[EXERCISE BRIEF] Identify all lines in the data containing the string "match". Copy them out.

[RECORD SET]
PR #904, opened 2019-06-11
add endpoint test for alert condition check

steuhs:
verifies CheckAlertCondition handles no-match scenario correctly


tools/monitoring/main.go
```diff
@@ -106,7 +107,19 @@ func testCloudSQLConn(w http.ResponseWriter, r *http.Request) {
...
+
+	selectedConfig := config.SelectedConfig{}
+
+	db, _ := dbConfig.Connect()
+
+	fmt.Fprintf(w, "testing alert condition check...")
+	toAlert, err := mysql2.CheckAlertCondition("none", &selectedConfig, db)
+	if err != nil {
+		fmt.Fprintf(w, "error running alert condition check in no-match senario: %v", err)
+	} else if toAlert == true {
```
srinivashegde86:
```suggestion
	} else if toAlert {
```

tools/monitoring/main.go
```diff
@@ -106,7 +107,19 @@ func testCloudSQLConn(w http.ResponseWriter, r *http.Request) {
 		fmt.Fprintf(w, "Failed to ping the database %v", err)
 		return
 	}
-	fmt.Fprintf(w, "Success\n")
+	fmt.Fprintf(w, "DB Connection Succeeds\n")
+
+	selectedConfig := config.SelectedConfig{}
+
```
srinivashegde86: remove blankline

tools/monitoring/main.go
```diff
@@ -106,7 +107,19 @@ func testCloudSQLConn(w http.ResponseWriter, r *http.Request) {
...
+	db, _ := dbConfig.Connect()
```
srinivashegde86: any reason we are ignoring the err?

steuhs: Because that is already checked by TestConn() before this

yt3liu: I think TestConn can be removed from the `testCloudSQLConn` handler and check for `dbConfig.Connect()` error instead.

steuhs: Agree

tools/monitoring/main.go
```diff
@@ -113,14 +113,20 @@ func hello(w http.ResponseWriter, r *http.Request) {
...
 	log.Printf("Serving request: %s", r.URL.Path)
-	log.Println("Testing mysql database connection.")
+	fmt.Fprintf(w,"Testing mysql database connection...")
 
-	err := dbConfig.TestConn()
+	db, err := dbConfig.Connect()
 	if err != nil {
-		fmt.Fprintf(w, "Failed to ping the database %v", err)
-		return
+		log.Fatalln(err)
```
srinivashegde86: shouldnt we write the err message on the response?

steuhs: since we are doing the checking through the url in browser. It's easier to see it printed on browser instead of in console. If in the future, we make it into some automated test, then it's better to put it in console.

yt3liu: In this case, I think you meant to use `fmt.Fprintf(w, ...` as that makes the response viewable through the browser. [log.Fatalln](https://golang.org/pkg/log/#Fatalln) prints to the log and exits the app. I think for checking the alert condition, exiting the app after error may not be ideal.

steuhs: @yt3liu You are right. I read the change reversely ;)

[RESPONSE BELOW]
verifies CheckAlertCondition handles no-match scenario correctly
+		fmt.Fprintf(w, "error running alert condition check in no-match senario: %v", err)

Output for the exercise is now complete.